:: Supplied material

PR #279, opened 2022-01-11
Adopt existing Cloudfront Distribution

tjmw:
## What does this change?

Adopts the existing CloudFront distribution in our CDK so we can migrate to CDK with no downtime (we want to keep the custom domain, and migrating cloudfront dist aliases is complicated).

This also means we no longer need the load the old/existing cloudformation template as everything is now handled by CDK, so the cloudformation has been deleted.

## How to test

Visit https://braze-components.code.dev-gutools.co.uk/

## Accessibility


akash1810 (approved):

akash1810:
This is fantastic! Great work!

::::

### Your instructions
Only lines that contain "existing" are needed, so copy each of them from the data.

### Output for this exercise
Adopt existing Cloudfront Distribution
Adopts the existing CloudFront distribution in our CDK so we can migrate to CDK with no downtime (we want to keep the custom domain, and migrating cloudfront dist aliases is complicated).
This also means we no longer need the load the old/existing cloudformation template as everything is now handled by CDK, so the cloudformation has been deleted.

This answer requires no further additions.